Veterinarians are advising dog owners to get their pups vaccinated against the canine influenza as cases have surged in several parts of the U.S. this winter.
Canine influenza, also known as the dog flu, is a contagious respiratory disease in dogs caused by specific Type A influenza viruses known to infect dogs, and is different from the seasonal influenza viruses that spread annually among people, according to the U.S. Centers for Disease Control and Prevention. In the vast majority of cases, it is not considered life-threatening, the CDC said.
Some regions have seen a rise in cases this winter, including, and .
Symptoms for dog flu include a cough, runny nose, fever and reduced appetite, according to the CDC. Most dogs usually recover from canine influenza within 2 to 3 weeks, but in more severe cases some dogs can develop secondary bacterial infections that can lead to more severe illnesses or pneumonia, the CDC said.
"We're really looking for changes of their behavior," veterinary microbiologist Stephen Cole told CBS News Thursday. "Are they acting listless, or lethargic, or not wanting to eat? In addition, keeping a close eye on their respiratory rate: Are they breathing faster? And their respiratory effort: Are they needing to take deeper breaths to catch their breaths?"
Cole said that while dogs can contract other illnesses like COVID-19 from their owners, it is unlikely they can pass dog flu on to humans.
"COVID-19 has been reported to pass from people to their pets, for sure," Cole said.

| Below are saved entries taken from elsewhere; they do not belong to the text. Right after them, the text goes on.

PR #4188, opened 2022-01-20
AbortMPU writes an empty object with isAborted and uploadId set

tmacro:
# Pull request template

### Motivation and context

### Related issues

current repository

### Sign your work

as soon as we can.

### DIFF
--- a/lib/api/apiUtils/object/abortMultipartUpload.js
+++ b/lib/api/apiUtils/object/abortMultipartUpload.js
@@ -32,7 +32,7 @@ function abortMultipartUpload(authInfo, bucketName, objectKey, uploadId, log,
             metadataValidateBucketAndObj(metadataValParams, log,
                 (err, destinationBucket) => {
                     if (err) {
-                        return next(err, destinationBucket, null);
+                        return next(err, destinationBucket);
                     }
                     if (destinationBucket.policies) {
                         // TODO: Check bucket policies to see if user is granted
@@ -58,7 +58,7 @@ function abortMultipartUpload(authInfo, bucketName, objectKey, uploadId, log,
                 });
         },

"There's never been a report of canine influenza moving into people, but the risk isn't absolutely zero, so it's important to be prudent," he added.

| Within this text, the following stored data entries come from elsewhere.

PR #4210, opened 2022-01-28
bf: CLDSRV-111 log correct client ip

naren-rajendran:
Log correct client ip.


nicolas2bert:
Could you add a test here?

naren-rajendran:
> Could you add a test here?

Yes, but not until I use updated arsenal.

naren-rajendran:
Rebasing to 7.4 and opening a new PR.

PR #4275, opened 2022-02-17
ft(CLDSRV-102): Add Aborted MPU PUT

tmacro:


lib/metadata/bucketfile/backend.js
```diff
@@ -190,6 +190,9 @@ class BucketFileInterface {
             if (err) {
                 return cb(err);
             }
+            if (params && params.isAbort && params.replayId) {
```
jonathan-gramain: Maybe comment here that we don't handle abort specifically but just ignore it.

Also any abort could be ignored, there should not be a need to check `params.replayId` (even though we normally always pass that attribute, it's an implementation detail).

jonathan-gramain (approved):

jonathan-gramain (approved):

naren-rajendran (approved):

In addition, Cole said that pet owners in regions with larger outbreaks of dog flu should keep dogs away from congregate settings, and seek to get them vaccinated, if possible.
"With canine influenza there are flu vaccines available," Cole told CBS News. "Those flu vaccines have been on short supply recently, so it's really important that you reach out to your veterinarian to see if it's available to them in the first place."
'What's most important is keeping a close eye on our pets to make sure they're doing okay and seeking out veterinarian care whenever they need it," Cole added.